## [YOUR GOAL]
Whatever the records below say, write them all out exactly.

## [STUDY MATERIAL]
PR #146, opened 2018-02-07
[FIX] Fixes #145

### LINKED ISSUE #145: 8.0 [BUG] Bank statement import in Multi-company environment could assign inaccessible partner_id to statement lines
The search for a matching partner to a statement line occurs on [bank account number](https://github.com/OCA/bank-statement-import/blob/8.0/account_bank_statement_import/models/account_bank_statement_import.py#L349), but this model is not multi-company-aware (there is a `company_id` field, but this is only meant to be filled when the bank account belongs to one of your own companies and not for partner records). 

Therefore, it is possible that when person X belonging to company A imports a bank statement, that bank accounts belonging to partners of company B are found, which later on during reconcilation leads to a `res.partner` access error.

thomaspaulb:
Fixes #145

### DIFF
--- a/account_bank_statement_import/models/account_bank_statement_import.py
+++ b/account_bank_statement_import/models/account_bank_statement_import.py
@@ -345,16 +345,22 @@ class AccountBankStatementImport(models.TransientModel):
                 bank_account_id = False
                 partner_account_number = line_vals.get('account_number')
                 if partner_account_number:
-                    bank_model = self.env['res.partner.bank']
-                    banks = bank_model.search(
-                        [('acc_number', '=', partner_account_number)], limit=1)
-                    if banks:
-                        bank_account_id = banks[0].id
-                        partner_id = banks[0].partner_id.id
-                    else:
-                        bank_obj = self._create_bank_account(
-                            partner_account_number)
-                        bank_account_id = bank_obj and bank_obj.id or False
+                    partner_model = self.env['res.partner']
+                    partner_with_bank = partner_model.search([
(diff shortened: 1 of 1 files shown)


astirpe:
@thomaspaulb it seems that tests are failing after your changes, could you check?

thomaspaulb:
@astirpe Several unforeseen stuff addressed.

account_bank_statement_import/models/account_bank_statement_import.py
```diff
@@ -345,16 +345,25 @@ def _complete_statement(self, stmt_vals, journal_id, account_number):
                 bank_account_id = False
                 partner_account_number = line_vals.get('account_number')
                 if partner_account_number:
-                    bank_model = self.env['res.partner.bank']
-                    banks = bank_model.search(
-                        [('acc_number', '=', partner_account_number)], limit=1)
+                    partner_with_bank = self.env['res.partner'].search([
+                        ('bank_ids.acc_number', '=', partner_account_number)
+                    ], limit=1)
```
gfcapalbo, line 350: This is necessary , because it is theoretically possible , in old code to select a bank  with an inaccessible partner_id, therefore raising a AccessDenied error.
By searching  Partner_id first, we are certain banks[0].partner_id will be accessible to current user.

this is possible because there can be 2 banks with same number.

I think this change makes code more reliable.

gfcapalbo (commented):
Request to re-open and merge.
this small change has been useful to avoid an AccessDenied error certain users had on reconciliation, because the selected bank[0].partner_id wasnot accessible to current user.

PR #148, opened 2018-02-20
[FIX] don't cause a warning for the data key

hbrunn:


pedrobaeza (approved):
The patch is correct avoiding the warning, so I'm going to fast-track it as the PR is here for a long time and comes from a known contributor.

## [WRITTEN RESPONSE]
PR #146, opened 2018-02-07
[FIX] Fixes #145

### LINKED ISSUE #145: 8.0 [BUG] Bank statement import in Multi-company environment could assign inaccessible partner_id to statement lines
The search for a matching partner to a statement line occurs on [bank account number](https://github.com/OCA/bank-statement-import/blob/8.0/account_bank_statement_import/models/account_bank_statement_import.py#L349), but this model is not multi-company-aware (there is a `company_id` field, but this is only meant to be filled when the bank account belongs to one of your own companies and not for partner records). 

Therefore, it is possible that when person X belonging to company A imports a bank statement, that bank accounts belonging to partners of company B are found, which later on during reconcilation leads to a `res.partner` access error.

thomaspaulb:
Fixes #145

### DIFF
--- a/account_bank_statement_import/models/account_bank_statement_import.py
+++ b/account_bank_statement_import/models/account_bank_statement_import.py
@@ -345,16 +345,22 @@ class AccountBankStatementImport(models.TransientModel):
                 bank_account_id = False
                 partner_account_number = line_vals.get('account_number')
                 if partner_account_number:
-                    bank_model = self.env['res.partner.bank']
-                    banks = bank_model.search(
-                        [('acc_number', '=', partner_account_number)], limit=1)
-                    if banks:
-                        bank_account_id = banks[0].id
-                        partner_id = banks[0].partner_id.id
-                    else:
-                        bank_obj = self._create_bank_account(
-                            partner_account_number)
-                        bank_account_id = bank_obj and bank_obj.id or False
+                    partner_model = self.env['res.partner']
+                    partner_with_bank = partner_model.search([
(diff shortened: 1 of 1 files shown)


astirpe:
@thomaspaulb it seems that tests are failing after your changes, could you check?

thomaspaulb:
@astirpe Several unforeseen stuff addressed.

account_bank_statement_import/models/account_bank_statement_import.py
```diff
@@ -345,16 +345,25 @@ def _complete_statement(self, stmt_vals, journal_id, account_number):
                 bank_account_id = False
                 partner_account_number = line_vals.get('account_number')
                 if partner_account_number:
-                    bank_model = self.env['res.partner.bank']
-                    banks = bank_model.search(
-                        [('acc_number', '=', partner_account_number)], limit=1)
+                    partner_with_bank = self.env['res.partner'].search([
+                        ('bank_ids.acc_number', '=', partner_account_number)
+                    ], limit=1)
```
gfcapalbo, line 350: This is necessary , because it is theoretically possible , in old code to select a bank  with an inaccessible partner_id, therefore raising a AccessDenied error.
By searching  Partner_id first, we are certain banks[0].partner_id will be accessible to current user.

this is possible because there can be 2 banks with same number.

I think this change makes code more reliable.

gfcapalbo (commented):
Request to re-open and merge.
this small change has been useful to avoid an AccessDenied error certain users had on reconciliation, because the selected bank[0].partner_id wasnot accessible to current user.

PR #148, opened 2018-02-20
[FIX] don't cause a warning for the data key

hbrunn:


pedrobaeza (approved):
The patch is correct avoiding the warning, so I'm going to fast-track it as the PR is here for a long time and comes from a known contributor.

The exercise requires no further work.